- [Exercise description]: Whenever a line below mentions the word "lang", that line should be copied.

- [Entries shown]:
● ● ● ● ● ● ●

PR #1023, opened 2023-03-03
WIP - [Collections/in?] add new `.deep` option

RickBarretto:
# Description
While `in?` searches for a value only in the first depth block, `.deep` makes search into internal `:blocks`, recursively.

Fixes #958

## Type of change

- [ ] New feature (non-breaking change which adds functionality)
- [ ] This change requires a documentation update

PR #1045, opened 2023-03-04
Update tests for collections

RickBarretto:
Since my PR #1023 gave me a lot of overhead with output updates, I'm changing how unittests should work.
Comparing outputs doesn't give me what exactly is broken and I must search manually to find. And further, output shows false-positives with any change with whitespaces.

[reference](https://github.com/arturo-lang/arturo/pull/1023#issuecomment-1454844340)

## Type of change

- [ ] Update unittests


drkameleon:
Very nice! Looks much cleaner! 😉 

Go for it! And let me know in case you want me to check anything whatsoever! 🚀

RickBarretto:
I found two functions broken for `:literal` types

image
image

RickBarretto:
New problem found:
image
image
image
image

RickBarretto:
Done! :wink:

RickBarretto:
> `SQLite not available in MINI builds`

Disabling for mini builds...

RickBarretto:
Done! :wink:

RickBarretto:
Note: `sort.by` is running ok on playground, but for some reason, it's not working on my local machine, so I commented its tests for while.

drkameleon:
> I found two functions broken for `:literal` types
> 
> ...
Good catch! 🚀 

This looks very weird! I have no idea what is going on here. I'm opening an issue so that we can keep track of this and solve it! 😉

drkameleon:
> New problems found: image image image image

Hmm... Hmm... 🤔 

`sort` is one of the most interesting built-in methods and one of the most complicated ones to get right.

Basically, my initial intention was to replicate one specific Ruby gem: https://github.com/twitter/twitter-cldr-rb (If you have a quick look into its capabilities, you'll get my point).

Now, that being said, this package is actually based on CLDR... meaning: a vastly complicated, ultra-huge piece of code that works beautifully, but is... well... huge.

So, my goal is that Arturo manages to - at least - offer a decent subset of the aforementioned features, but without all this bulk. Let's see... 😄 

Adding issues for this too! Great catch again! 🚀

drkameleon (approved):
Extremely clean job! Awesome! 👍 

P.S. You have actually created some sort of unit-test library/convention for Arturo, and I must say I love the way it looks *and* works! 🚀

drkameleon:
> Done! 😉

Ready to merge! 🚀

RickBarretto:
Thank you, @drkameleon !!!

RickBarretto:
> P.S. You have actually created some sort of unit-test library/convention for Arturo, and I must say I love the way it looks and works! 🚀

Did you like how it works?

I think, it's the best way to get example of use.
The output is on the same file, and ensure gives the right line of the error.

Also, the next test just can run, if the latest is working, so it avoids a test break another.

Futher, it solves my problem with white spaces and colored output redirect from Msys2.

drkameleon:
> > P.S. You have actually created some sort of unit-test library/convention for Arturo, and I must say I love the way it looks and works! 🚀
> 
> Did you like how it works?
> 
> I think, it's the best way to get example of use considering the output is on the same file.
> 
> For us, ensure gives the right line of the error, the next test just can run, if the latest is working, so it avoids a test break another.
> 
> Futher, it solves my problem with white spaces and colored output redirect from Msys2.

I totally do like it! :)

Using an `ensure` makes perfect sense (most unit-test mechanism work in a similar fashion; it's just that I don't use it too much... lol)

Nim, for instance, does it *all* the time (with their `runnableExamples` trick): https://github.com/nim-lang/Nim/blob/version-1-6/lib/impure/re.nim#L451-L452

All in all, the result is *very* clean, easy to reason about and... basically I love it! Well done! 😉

● ● ● ● ● ● ●

- [Problem solution]:
[reference](https://github.com/arturo-lang/arturo/pull/1023#issuecomment-1454844340)
Nim, for instance, does it *all* the time (with their `runnableExamples` trick): https://github.com/nim-lang/Nim/blob/version-1-6/lib/impure/re.nim#L451-L452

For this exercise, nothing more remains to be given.